Take each line of the records below that contains the string "aware" and copy it.
--- Exercise inputs Enclosed Below ---
PR #373, opened 2026-07-21
fix(feishu): avoid worker registration overwriting admin

GatewayJ:
## Summary
- prevent worker Feishu registration finalize from creating or overwriting the global feishu:admin participant
- keep manager registration behavior unchanged, including admin OpenID/name binding
- update finalize tests for worker/admin role boundaries


xxx7xxxx (approved):
LGTM

PR #377, opened 2026-07-21
fix(agent): default avatar for agents without IM user avatar

youngbeom-shin:
## Summary

- When an agent has no IM user avatar (e.g., manager-created workers), resolveAgentAvatarSource now returns the default agent avatar (avatar/3D-1.png) instead of an empty string, so the agent always displays a proper built-in avatar image rather than a plain text fallback.


youngbeom-shin:
截屏2026-07-22 18 16 13
agents with random avatar that created by manager

jialudev (approved):
LGTM

PR #379, opened 2026-07-21
refactor(template): reorganize agent template layout

wanghaojie124:
image
image
image
image


internal/config/config.go
```diff
@@ -335,7 +335,7 @@ const (
 	DefaultOfficialHubRegistryName  = "official"
 	DefaultOfficialHubRegistryURL   = "https://hub.opencsg.com"
 	DefaultBootstrapManagerTemplate = "builtin.manager-codex"
-	DefaultBootstrapWorkerTemplate  = "builtin.picoclaw-worker"
+	DefaultBootstrapWorkerTemplate  = "builtin.openclaw-worker"
```
RussellLuo, line 338: This default change leaves the repository's Go suite red: `go test ./...` now fails `TestFormatEffectiveConfigPrintsExpandedMaskedEnvValues`, `TestLoadConfigRewritesLegacyBootstrapTemplateRefs`, and `TestFormatEffectiveConfigFormatsSectionsWithoutExtraWhitespace`, all of which still expect `builtin.picoclaw-worker`. Please update the cross-package expectations (and validate the intended migration) before merging.

internal/template/local_store.go
```diff
@@ -99,18 +105,24 @@ func (s *LocalStore) FetchWorkspace(_ context.Context, id string) (WorkspaceRef,
...
 		return WorkspaceRef{}, err
 	}
-	workspace := s.workspaceRoot(id)
-	info, err := os.Stat(workspace)
-	if err != nil {
-		if errors.Is(err, os.ErrNotExist) {
-			return WorkspaceRef{}, nil
-		}
-		return WorkspaceRef{}, fmt.Errorf("stat local hub workspace %q: %w", workspace, err)
+	if _, err := os.Stat(filepath.Join(s.templateRoot(id), localInstructionsDirName)); errors.Is(err, os.ErrNotExist) {
```
RussellLuo: Existing local templates were persisted as `<template>/workspace/...`. After an upgrade, this new `instructions/` check returns an empty workspace ref for those templates: the manifest still appears in Hub, but creating from it silently drops the saved workspace. Please add a legacy fallback/migration and a regression test before switching the on-disk format.

internal/template/local_store.go
```diff
@@ -99,18 +105,24 @@ func (s *LocalStore) FetchWorkspace(_ context.Context, id string) (WorkspaceRef,
...
+		return WorkspaceRef{}, nil
 	}
-	if !info.IsDir() {
-		return WorkspaceRef{}, fmt.Errorf("local hub workspace %q is not a directory", workspace)
+	return materializeTemplateDir(s.templateRoot(id))
```
RussellLuo: `materializeTemplateDir` creates a fresh `csgclaw-template-workspace-*` directory, but `templateWorkspaceCleanup` still only removes builtin and remote refs and explicitly skips local ones. Every agent created from a local template therefore leaves a full materialized workspace in the temp directory. Please make ownership explicit and clean this ref up (or keep returning a persistent local path).

web/app/src/pages/HubPage/components/HubDetailPane/HubDetailPane.tsx
```diff
@@ -463,6 +602,67 @@ export function HubDetailPane({
...
+    () => templateSkillSummaries(workspaceEntries, workspaceFile, workspaceFiles),
+    [workspaceEntries, workspaceFile, workspaceFiles],
+  );
+  const templateMCPServers = useMemo(
+    () => templateMCPServerSummaries(workspaceFile, workspaceFiles),
+    [workspaceFile, workspaceFiles],
+  );
+  const templateInstructions =
+    typeof selectedTemplate === "object" && selectedTemplate
+      ? String((selectedTemplate as { instructions?: string | null }).instructions || "")
```
RussellLuo: The Hub template API/type does not expose an `instructions` field, so this assertion always produces an empty string. `selectTemplateTab` fetches `instructions/AGENTS.md`, but the textarea never reads `workspaceFile`, which makes the new Instructions tab blank for every template. Please derive the value from the loaded workspace file and assert its content in the component test.

internal/template/template_layout.go
```diff
@@ -0,0 +1,167 @@
...
+	}
+	dstRoot, err := mkdirHubWorkspaceTemp("csgclaw-template-workspace-*")
+	if err != nil {
+		return WorkspaceRef{}, err
+	}
+	cleanup := func(err error) (WorkspaceRef, error) {
+		_ = os.RemoveAll(dstRoot)
+		return WorkspaceRef{}, err
+	}
+	if err := copyWorkspaceTreeFS(srcFS, instructionsRoot, dstRoot, "template instructions"); err != nil {
```
RussellLuo, line 50: Template instructions are being materialized directly into the workspace, so for Codex `instructions/AGENTS.md` becomes `.codex/workspace/AGENTS.md` and is treated as project-scoped guidance. The template contract should be agent-global instead: seed the template content as the base of the agent's `CODEX_HOME/AGENTS.md`, do not pass request/profile instructions during template-based creation, and only add or replace the managed profile-instructions block in that same file on later profile edits. The template `AGENTS.md` should not be installed at workspace scope. Please separate template instructions from `WorkspaceOverlay` and cover creation plus profile-update behavior with regression tests.

RussellLuo:
It would be useful for both the template and Agent Profile Instructions pages to support two views of the same underlying `AGENTS.md`.

**Default mode**

- Show only the user-facing custom instructions.
- Save them to the managed instructions block.

**Advanced mode**

- Expand and edit the complete effective `AGENTS.md`, including the template/base content and managed profile block.
- Preserve lossless round-tripping between the two modes.

The document model should remain layered:

```text
template/base AGENTS.md
+ profile instructions managed block
= effective AGENTS.md
```

On the template page, advanced edits should update `instructions/AGENTS.md`. On the Agent Profile page, advanced edits should update the effective runtime `AGENTS.md`, while the default mode continues to update only the managed instructions block.

The runtime destinations would be `CODEX_HOME/AGENTS.md` for Codex and the workspace `AGENTS.md` for OpenClaw.

This keeps the common customization flow simple while still allowing advanced users to precisely control the full `AGENTS.md`.

RussellLuo:
Two flows are closely related to the template contract introduced by this PR and should be considered together:

1. **Recreating an agent** should preserve the agent's current runtime-managed instructions, skills, and MCP configuration instead of falling back to only the original template state.
2. **Publishing an agent as a template** should export those runtime assets into the canonical template layout.

The export needs to be runtime-aware. For example:

- Codex should read the effective `AGENTS.md`, skills, and MCP configuration from the agent's `CODEX_HOME` and its runtime configuration.
- OpenClaw should read `AGENTS.md` and skills from its workspace, plus MCP servers from its runtime configuration.

Both should then be normalized into the same runtime-independent template structure:

```text
instructions/AGENTS.md
skills/...
mcps/mcp.json
```

The conversion should also define how generated/managed instruction blocks are normalized and ensure that credentials, tokens, and other runtime-only state are not published into the template.

Covering these round-trip paths will make templates reliable not only for initial creation, but also for recreating customized agents and deriving new templates from running agents.

internal/config/config.go
wanghaojie124: Addressed in 4a682de3. I updated the cross-package config expectations from `builtin.picoclaw-worker` to `builtin.openclaw-worker`, including effective-config formatting and legacy bootstrap rewrite coverage. The three targeted `cli/serve` tests now pass.

internal/template/local_store.go
wanghaojie124: Addressed in 4a682de3. Local templates now detect both the canonical layout and the legacy `<template>/workspace/...` layout. Legacy workspaces are materialized through a compatibility path, with regression coverage verifying that the saved `AGENTS.md` and skills remain available after upgrade.

internal/template/local_store.go
wanghaojie124: Addressed in 4a682de3. `WorkspaceRef` now carries explicit temporary ownership, and cleanup removes every caller-owned materialized workspace regardless of registry kind. Added regression coverage for local-template cleanup and successful materialization cleanup.

web/app/src/pages/HubPage/components/HubDetailPane/HubDetailPane.tsx
wanghaojie124: Addressed in 4a682de3. The Instructions pane now reads `instructions/AGENTS.md` from the loaded workspace file/cache and proactively loads that file for the selected template. The component test asserts the actual file content and covers switching between the default managed-instructions view and the complete advanced document.

internal/template/template_layout.go
wanghaojie124: Addressed in 4a682de3. Codex template instructions are separated from `WorkspaceOverlay` and seeded as the base of `CODEX_HOME/AGENTS.md`; request/profile instructions are suppressed during template creation. Later profile edits add or replace only the managed block in that same file, while the template base remains intact and is not copied into the workspace. Added service and Codex runtime regression tests for creation and subsequent profile update behavior.

wanghaojie124:
Addressed in 4a682de3. Following up on the layered Instructions proposal in https://github.com/OpenCSGs/csgclaw/pull/379#issuecomment-5034716945:

- Both the template and Agent Profile Instructions pages now provide Default and Advanced views.
- Default mode edits only the user-facing instructions in the managed block.
- Advanced mode edits the complete effective `AGENTS.md` and preserves the template/base content during round trips.
- Template advanced edits persist to `instructions/AGENTS.md`; Agent Profile advanced edits persist to the runtime document.
- Runtime destinations are now explicit: `CODEX_HOME/AGENTS.md` for Codex and workspace `AGENTS.md` for OpenClaw.

The UI component tests and TypeScript checks pass.

wanghaojie124:
Addressed in 4a682de3. Following up on the recreate/publish round-trip proposal in https://github.com/OpenCSGs/csgclaw/pull/379#issuecomment-5034742988:

- Recreate preserves the current effective instructions, custom skills, and managed MCP configuration.
- Publish is runtime-aware: Codex exports instructions and skills from `CODEX_HOME`, while OpenClaw exports them from its workspace.
- Both normalize into `instructions/AGENTS.md`, `skills/...`, and `mcps/mcp.json`.
- Runtime-only MCP fields such as environment, headers, tokens, secrets, passwords, and API keys are removed before publishing.
- Regression coverage was added for runtime-aware export, local materialization ownership, and Codex layered instruction behavior.

Targeted template, agent, Codex, and OpenClaw tests pass.

RussellLuo:
LGTM

PR #388, opened 2026-07-22
fix(web): localize remote skill replacement action

GatewayJ:
## Summary

- Add Chinese and English labels for replacing an installed remote skill.
- Cover the replacement action label with an i18n regression test.

## Validation

- pnpm --dir web/app exec vitest run tests/shared/i18n.test.ts
- pnpm --dir web/app typecheck
- pnpm --dir web/app lint
- pnpm --dir web/app format:check


jialudev:
LGTM

PR #395, opened 2026-07-23
fix(web): scope MCP creation errors to dialog

youngbeom-shin:
## Summary
- keep MCP creation errors scoped to the add dialog
- preserve update and delete errors in their existing detail contexts
- clear stale creation errors when the add dialog opens or closes
- add a regression test that asserts the duplicate-name error renders once


youngbeom-shin:
截屏2026-07-23 17 10 00

jialudev (approved):
LGTM

PR #400, opened 2026-07-24
fix(web): add stop control to floating chat

jialudev:
- Expose the existing turn-stop action in the floating manager chat so active replies can be stopped without opening the full conversation view.
- Cover the floating composer stop interaction with a regression test.


jialudev:
image

PR #406, opened 2026-07-27
feat(mcp): add remote MCP server installation

GatewayJ:
## Summary

- add authenticated remote MCP discovery and server-side installation from the effective official Hub
- add Remote install UI, pagination/search support, and MCP configuration normalization shared by supported runtimes
- document the remote MCP API and include API, Go, and frontend coverage

## Screenshot

Remote MCP installation dialog, captured with Playwright using demonstration data and the MCP resource page behind the modal:

Remote MCP installation dialog

## Validation

- `go test ./internal/api ./internal/mcp ./internal/mcpschema ./internal/runtime/...`
- `pnpm --dir web/app exec vitest run tests/components/HubDetailPane.test.tsx tests/api/mcp.test.ts tests/models/mcp.test.ts --maxWorkers=1` *(14 passed; 2 pre-existing template-instructions assertions fail because their fixture has no `source.kind: "local"`)*

## Notes

- The browser receives only remote MCP summaries; full configuration and headers are fetched server-side during installation.


RussellLuo:
@wanghaojie124 Please help review this.

internal/mcp/remote.go
```diff
@@ -0,0 +1,372 @@
...
+		return ""
+	}
+}
+
+func remoteServerID(value any) string {
+	switch typed := value.(type) {
+	case string:
+		return strings.TrimSpace(typed)
+	case float64:
+		return strconv.FormatInt(int64(typed), 10)
```
wanghaojie124: Numeric IDs are decoded through `any` as `float64` and then cast to `int64`. IDs above 2^53 lose precision (and fractional values are silently truncated), so the subsequent detail request can target the wrong ID or return 404. Please preserve the JSON number exactly, for example with `json.Decoder.UseNumber`, and reject non-integer/out-of-range values.

internal/api/mcp_remote.go
```diff
@@ -0,0 +1,147 @@
...
+			Description: item.Description,
+			ID:          item.ID,
+			Name:        item.Name,
+			Protocol:    item.Protocol,
+			URL:         item.URL,
+		})
+	}
+	writeJSON(w, http.StatusOK, remoteMCPServersListResponse{
+		Items:    items,
+		NextPage: nextRemoteMCPServersPage(page, per, list.Total, len(items)),
```
wanghaojie124: When the Hub omits `total`, this uses the number of filtered summaries to decide whether another page exists. `decodeRemoteServerPage` silently drops records with a missing/invalid ID or name, so one malformed record in a full upstream page makes `len(items) < per` and prematurely ends pagination, hiding all later servers. Please base this decision on the raw record count (or an upstream next-page signal), not the filtered response length.

wanghaojie124:
LGTM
--- End of Enclosed Exercise inputs ---
» **Solved exercise**
The export needs to be runtime-aware. For example:
- Publish is runtime-aware: Codex exports instructions and skills from `CODEX_HOME`, while OpenClaw exports them from its workspace.
- Regression coverage was added for runtime-aware export, local materialization ownership, and Codex layered instruction behavior.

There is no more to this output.